Beyond that, Reinhart-Rogoff excluded some years from their data set, and weighted averages by country instead of by year. So 20 years of solid growth in a high debt country could be wiped out by 1 year of bad growth in a high debt country because instead of adding all the years together and dividing by 21, they add the average of the 20 years of growth to the 1 year of bad growth, and divide by 2! It's a mess.
To read more about the errors, check out coverage from Mike Konczal at Next New Deal, Dean Baker at CEPR, Paul Krugman at New York Times, and Matt Yglesias at Slate.

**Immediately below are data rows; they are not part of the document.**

PR #1618, opened 2025-01-22
Fix `SelectStatementNode` Duplication Issue in `DataflowNodeToSqlCteVisitor`

plypaul:
This PR fixes an issue where a `SelectStatementNode` was duplicated / referenced multiple times when generating a `SqlPlan` with CTEs. This was due to a cache in `DataflowNodeToSqlCteVisitor`, so this updates the cache so that different elements are stored. The new elements can be used to create a new `SelectStatementNode` on a cache hit.

In cases where a `SelectStatementNode` is referenced multiple times, the column pruner will be more conservative and not prune as many columns as possible. With the fix, the snapshot changes reflect additional columns that can be pruned.

### DIFF
--- a/metricflow/plan_conversion/dataflow_to_sql.py
+++ b/metricflow/plan_conversion/dataflow_to_sql.py
@@ -3,6 +3,7 @@ from __future__ import annotations
 import datetime as dt
 import logging
 from collections import OrderedDict, defaultdict
+from dataclasses import dataclass
 from typing import Callable, Dict, FrozenSet, List, Optional, Sequence, Set, Tuple, TypeVar
 
 from dbt_semantic_interfaces.enum_extension import assert_values_exhausted
@@ -14,7 +15,7 @@ from dbt_semantic_interfaces.type_enums.period_agg import PeriodAggregation
 from dbt_semantic_interfaces.validations.unique_valid_name import MetricFlowReservedKeywords
 from metricflow_semantics.aggregation_properties import AggregationState
 from metricflow_semantics.dag.id_prefix import StaticIdPrefix
-from metricflow_semantics.dag.mf_dag import DagId
+from metricflow_semantics.dag.mf_dag import DagId, NodeId
 from metricflow_semantics.dag.sequential_id import SequentialIdGenerator
 from metricflow_semantics.filters.time_constraint import TimeRangeConstraint
 from metricflow_semantics.instances import (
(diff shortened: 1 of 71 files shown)


metricflow/plan_conversion/dataflow_to_sql.py
```diff
@@ -2019,6 +2020,29 @@ def strip_time_from_dt(ts: dt.datetime) -> dt.datetime:
         )
 
 
+@dataclass(frozen=True)
+class CteGenerationResult:
+    """This stores parameters for creating a dataset from a CTE."""
+
+    source_dataflow_plan_node_id: NodeId
+    cte_node: SqlCteNode
+    select_columns: Tuple[SqlSelectColumn, ...]
```
courtneyholcomb, line 2029: Wondering if this attribute is redundant since you could get the select columns from the `SqlCteNode`. Might require making `SqlCteNode.select_statement` a `SqlSelectStatementNode` instead of a generic `SqlPlanNode` so we get the type benefits. Not sure if there are any limitations that prevent that, though.

metricflow/plan_conversion/dataflow_to_sql.py
```diff
@@ -2019,6 +2020,29 @@ def strip_time_from_dt(ts: dt.datetime) -> dt.datetime:
...
+    instance_set: InstanceSet
+
+    def get_sql_data_set(self) -> SqlDataSet:
+        """Return a dataset that represents reading from the CTE."""
+        cte_alias = self.cte_node.cte_alias
+        return SqlDataSet(
+            instance_set=self.instance_set,
+            sql_select_node=SqlSelectStatementNode.create(
```
courtneyholcomb, line 2037: The change I mentioned above would also allow you to access the `SqlSelectStatementNode` via `self.cte_node.select_statement` instead of building a new one here.

courtneyholcomb (approved):

metricflow/plan_conversion/dataflow_to_sql.py
plypaul: So the columns from the CTE can't be used in that way right now because the select statement in the CTE might have columns that are expressions. e.g.

```
WITH cte_0 AS (
  SELECT col_0 + col_1 AS col_2
  ...
)
```

I had plans to fix the signature of `SqlDataSet` to make it possible to use the `SqlCteNode`directly. The `SqlDataSet` initializer currently looks like

```
    def __init__(
        self,
        instance_set: InstanceSet,
        sql_select_node: Optional[SqlSelectStatementNode] = None,
        sql_node: Optional[SqlPlanNode] = None,
    ) -> None:
```

 which is a little odd. Once that's addressed, the SELECT could be eliminated.

courtneyholcomb: Sounds good! Not crucial for this PR.

PR #1619, opened 2025-01-22
Fix reuse of `SelectStatementNode` for semi-additive join SQL

plypaul:
This PR fixes a case of `SelectStatementNode` reuse when generating the SQL for a semi-additive join node. There are a few renames in here that increase the diff, but the actual change is small. Please view by commit.


courtneyholcomb (approved):
LGTM!

PR #1620, opened 2025-01-22
Support for custom offset window queried with only the window's custom grain

courtneyholcomb:
Support for querying a custom offset window metric with only the same grain as is used in the offset window. For this query, we can use simpler SQL than when querying with other grains.


metricflow/dataflow/builder/dataflow_plan_builder.py
```diff
@@ -1769,19 +1772,22 @@ def _build_aggregated_measure_from_measure_source_node(
...
+        if before_aggregation_time_spine_join_description and queried_agg_time_dimension_specs:
             unaggregated_measure_node = self._build_time_spine_join_node_for_offset(
                 join_description=before_aggregation_time_spine_join_description,
                 measure_properties=measure_properties,
-                base_queried_agg_time_dimension_specs=base_queried_agg_time_dimension_specs,
+                queried_agg_time_dimension_specs=tuple(queried_agg_time_dimension_specs),
                 metric_source_node=unaggregated_measure_node,
             )
 
+        curent_node_time_dimension_specs = self._node_data_set_resolver.get_output_data_set(
```
courtneyholcomb, line 1783: TODO: separate this into its own commit if keeping it. Maybe consider using some alt logic though that doesn't require traversing the whole DAG

metricflow/plan_conversion/to_sql_plan/dataflow_to_subquery.py
```diff
@@ -1284,7 +1284,15 @@ def visit_join_to_time_spine_node(self, node: JoinToTimeSpineNode) -> SqlDataSet
         # Build new instances and columns.
         time_spine_required_spec_set = InstanceSpecSet(time_dimension_specs=required_agg_time_dimension_specs)
         output_parent_instance_set = parent_data_set.instance_set.transform(
-            FilterElements(exclude_specs=time_spine_required_spec_set)
+            FilterElements(
+                exclude_specs=InstanceSpecSet.create_from_specs(
+                    tuple(
+                        spec
+                        for spec in time_spine_required_spec_set.time_dimension_specs
+                        if spec in parent_data_set.instance_set.spec_set.time_dimension_specs
```
courtneyholcomb, line 1292: This filter is necessary because with the new time spine node, the specs we want to output from `JoinToTimeSpineNode` may not always be present in the parent node (the metric source node). This is because the new time spine node will have custom grains satisfied already, while the parent node will only have their base grains.

tests_metricflow/snapshots/test_custom_granularity.py/SqlPlan/DuckDB/test_join_to_time_spine_metric_grouped_by_custom_grain__plan0.sql
```diff
@@ -18,7 +18,7 @@ FROM (
     FROM (
       -- Change Column Aliases
       SELECT
-        subq_5.ds__day AS metric_time__day
+        subq_5.ds__day
```
courtneyholcomb, line 21: This change is due to the `join_on_time_dimension` being not longer required in the output of JoinToTimeSpineNode. It does not impact optimized SQL.

plypaul:
Can you elaborate on the difference between `OffsetBaseGrainByCustomGrainNode` and `OffsetCustomGranularityNode`?

courtneyholcomb:
> Can you elaborate on the difference between `OffsetBaseGrainByCustomGrainNode` and `OffsetCustomGranularityNode`?

@plypaul I think a good way to see the difference it to look at the optimized output SQL for each node side by side:
[OffsetCustomGranularityNode](https://github.com/dbt-labs/metricflow/blob/dbeded9411037fd33b176c85b37ef9dae62309a3/tests_metricflow/snapshots/test_dataflow_to_sql_plan.py/SqlPlan/DuckDB/test_offset_custom_granularity_node__plan0_optimized.sql) vs. [OffsetBaseGrainByCustomGrainNode](https://github.com/dbt-labs/metricflow/blob/dbeded9411037fd33b176c85b37ef9dae62309a3/tests_metricflow/snapshots/test_dataflow_to_sql_plan.py/SqlPlan/DuckDB/test_offset_by_custom_granularity_node__plan0_optimized.sql)

If you group by just the custom grain used in the window, we can use a much simpler plan - basically just get unique rows for the custom grain and offset them. But if you group by any other grain, we have to offset the base grain by the custom grain - that means figuring out the start and end rows within the custom grain, the row number of each date within the custom grain, and then offsetting accordingly. It takes some extra subqueries.

courtneyholcomb:
@plypaul also just a note on the node names - I'm not attached to these names at all! Just had a hard time thinking of anything better to differentiate them since they are quite similar!

plypaul:
So the two nodes are similar in what they do at a high level - given some time dimension, offset it by some amount.  If that's the case, can a single node be used to represent that in the dataflow plan by having conditional logic in the `DataflowNodeToSqlSubqueryVisitor`?

courtneyholcomb:
> So the two nodes are similar in what they do at a high level - given some time dimension, offset it by some amount.  If that's the case, can a single node be used to represent that in the dataflow plan by having conditional logic in the `DataflowNodeToSqlSubqueryVisitor`?

@plypaul In my opinion, these nodes should remain separate. The SQL is quite different between the two nodes. There are also several other things that need to be handled differently for the nodes within the dataflow plan, not just the SQL plan - whether to include the base grains or custom grains, what join spec to use, etc. - so it was much cleaner to implement two separate nodes.

plypaul (approved):
LGTM

PR #1628, opened 2025-01-24
Fix `mf tutorial` and add self-contained dbt project

plypaul:
The `mf tutorial` command was broken due to recent updates to DSI / MF, so this PR makes updates to fix them. Also, this adds an option to create a sample dbt project that can run the tutorial in a self-contained fashion.

Tutorial output looks like:

image

### DIFF
--- a/dbt-metricflow/dbt_metricflow/cli/cli_configuration.py
+++ b/dbt-metricflow/dbt_metricflow/cli/cli_configuration.py
@@ -29,13 +29,12 @@ class CLIConfiguration:
         self._semantic_manifest: Optional[SemanticManifest] = None
         self._semantic_manifest_lookup: Optional[SemanticManifestLookup] = None
 
-    def setup(self, dbt_project_path: Optional[pathlib.Path] = None) -> None:
+    def setup(self) -> None:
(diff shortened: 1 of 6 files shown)


dbt-metricflow/dbt_metricflow/cli/cli_configuration.py
```diff
@@ -17,25 +17,37 @@
...
+        The dbt_artifacts construct must be loaded in order for logging configuration to work correctly.
+        """
+        dbt_project_path = pathlib.Path.cwd()
+        self._dbt_project_metadata = dbtProjectMetadata.load_from_project_path(dbt_project_path)
+
         # self.log_file_path invokes the dbtRunner. If this is done after the configure_logging call all of the
         # dbt CLI logging configuration could be overridden, resulting in lots of things printing to console
         self._configure_logging(log_file_path=self.log_file_path)
 
+    def _get_dbt_project_metadata(self) -> dbtProjectMetadata:
```
WilliamDee, line 44: do we need this when we already have the `@property.dbt_project_metadata`? Doesn't seem like it's used

WilliamDee (approved):

PR #1638, opened 2025-01-25
Update Pypi publish workflow to use Python 3.9

plypaul:
Got this error while trying to publish in the workflow:

```
ERROR    InvalidDistribution: Invalid distribution metadata: license-expression 
         introduced in metadata version 2.4, not 2.1     
```

Might be caused by something else, but fixing the Python version to rule it out.


serramatutu (approved):

plypaul:
No dice.

PR #1641, opened 2025-01-25
Use cache when resolving data sets

courtneyholcomb:
Moves the node to data set cache to `DataflowNodeToSqlSubqueryVisitor`. This allows us to use the cache every time we build a data set for a node, including during dataflow to SQL conversion. You can see from the snapshot changes that this generally decreases the number of subquery aliases created, which indicates the cache is being hit more frequently. Hopefully this adds a marginal performance improvement.
Reviewing by commit is recommended. All snapshot changes should be subquery alias changes.


tests_metricflow/snapshots/test_cumulative_metric_rendering.py/SqlPlan/DuckDB/test_cumulative_metric_no_window_with_time_constraint__plan0_optimized.sql
```diff
@@ -10,15 +10,15 @@ sql_engine: DuckDB
 -- Aggregate Measures
 -- Compute Metrics via Expressions
 SELECT
-  subq_12.metric_time__day AS metric_time__day
-  , SUM(subq_11.txn_revenue) AS revenue_all_time
+  subq_13.metric_time__day AS metric_time__day
```
courtneyholcomb, line 13: increase?

tests_metricflow/snapshots/test_dataflow_to_execution.py/ExecutionPlan/DuckDB/test_multihop_joined_plan__ep_0.xml
```diff
@@ -7,40 +7,40 @@ docstring:
...
-        <!--    'GROUP BY\n'                                                                                        -->
-        <!--    '  subq_8.customer_id__customer_name')                                                              -->
+        <!-- sql =                                                                                                   -->
+        <!--   ('-- Join Standard Outputs\n'                                                                         -->
+        <!--    "-- Pass Only Elements: ['txn_count', 'account_id__customer_id__customer_name']\n"                   -->
+        <!--    '-- Aggregate Measures\n'                                                                            -->
+        <!--    '-- Compute Metrics via Expressions\n'                                                               -->
+        <!--    'SELECT\n'                                                                                           -->
+        <!--    '  subq_11.customer_id__customer_name AS account_id__customer_id__customer_name\n'                   -->
```
courtneyholcomb, line 16: increase?

tests_metricflow/snapshots/test_metric_filter_rendering.py/SqlPlan/DuckDB/test_distinct_values_query_with_metric_filter__plan0.sql
```diff
@@ -6,150 +6,150 @@ sql_engine: DuckDB
 ---
 -- Pass Only Elements: ['listing',]
 SELECT
-  subq_8.listing
+  subq_11.listing
```
courtneyholcomb, line 9: increase?

tests_metricflow/snapshots/test_time_spine_join_rendering.py/SqlPlan/DuckDB/test_join_to_time_spine_with_queried_time_constraint__plan0.sql
```diff
@@ -6,52 +6,52 @@ sql_engine: DuckDB
 ---
 -- Compute Metrics via Expressions
 SELECT
-  subq_10.metric_time__day
-  , COALESCE(subq_10.bookings, 0) AS bookings_fill_nulls_with_0
+  subq_11.metric_time__day
```
courtneyholcomb, line 9: increase?

metricflow/plan_conversion/to_sql_plan/dataflow_to_subquery.py
```diff
@@ -163,6 +167,30 @@ def _next_unique_cte_alias(self) -> str:
...
 
+    def get_output_data_set(self, node: DataflowPlanNode) -> SqlDataSet:
+        """Cached since this will be called repeatedly during the computation of multiple metrics.
+
+        # TODO: The cache needs to be pruned, but has not yet been an issue.
+        """
+        if node not in self._node_to_output_data_set:
+            self._node_to_output_data_set[node] = node.accept(self)
+
+        return self._node_to_output_data_set[node]
```
plypaul, line 178: If the cache is used in the conversion to SQL, this will will need to return a `.copy()` of the SQL node to avoid duplication of nodes in the generated plan.

courtneyholcomb: When would you expect duplicate nodes to be generated? Also, do you mean dataflow plan nodes or SQL nodes?

courtneyholcomb: That should only happen if we have the exact same dataflow plan node, right? Same node ID and everything? I'm just worried if we return a copy, we won't actually hit the cache as often (but maybe I'm wrong about that).

plypaul: > That should only happen if we have the exact same dataflow plan node, right? Same node ID and everything?
Yes.

>  I'm just worried if we return a copy, we won't actually hit the cache as often (but maybe I'm wrong about that).

So hitting the cache will be determined by `node`, which shouldn't change. To clarify, the copy refers to copying the SQL node in `SqlDataSet`.

courtneyholcomb: Ok makes sense! Updated. With the snapshot changes in the latest commit now I see the problem I had overlooked in the prior snapshots.
Should be ready for review again!

plypaul (approved):
LGTM - thanks!

PR #511, opened 2025-03-09
update dependencies

danthe1st:
This PR updates various dependencies including Spring and H2.

# BEFORE DEPLOYMENT
One of the dependency updates is H2 which uses a different database format now. Before deploying this change, the DB should be exported (`/db-admin export-schema include-data: true`) and then a new DB should be created (e.g. via the DB console using `java -jar ~/.m2/repository/com/h2database/h2/2.3.232/h2-2.3.232.jar`) and the exported script needs to be executed using:
```sql
RUNSCRIPT FROM 'dump.sql'
```

This new DB can then be used instead the old one. If the update needs to be reverted for some reason, I created a backup of the image using the name `dan1st/javabot:backup`. The new version is available under `dan1st/javabot-test:dep-update` (until it's merged)

### DIFF
--- a/build.gradle.kts
+++ b/build.gradle.kts
@@ -3,10 +3,10 @@ import com.github.jengelman.gradle.plugins.shadow.transformers.*
 
 plugins {
     java
-    id("com.github.johnrengelman.shadow") version "7.1.2"
-    id("org.springframework.boot") version "3.3.5"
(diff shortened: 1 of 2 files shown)


danthe1st:
Deployed successfully.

For those in policy circles, it is hard to understate how big a deal this actually is. Pro-austerity forces obviously have separate motives for why they want to bring on the economic pain that has nothing to do with Reinhart and Rogoff. But for the last few years, this research has been providing the pro-austerity crowd intellectual cover for their policy preferences. Everywhere you turn in these debates, you are bombarded with Reinhart and Rogoff. While there were plenty of good reasons to dismiss their theory before now, the fact that their own data-when corrected for basic coding-cuts against them should officially render this theory dead. It is simply not the case that a government with a debt-to-GDP ratio over 90 percent is a death sentence for economic growth. Reinhart and Rogoff were wrong even on their own terms.
CORRECTION: An earlier version of this post misidentified the title of Carmen Reinhart and Kenneth Rogoff's book as "Growth in a Time of Debt." This is the title of a related working paper.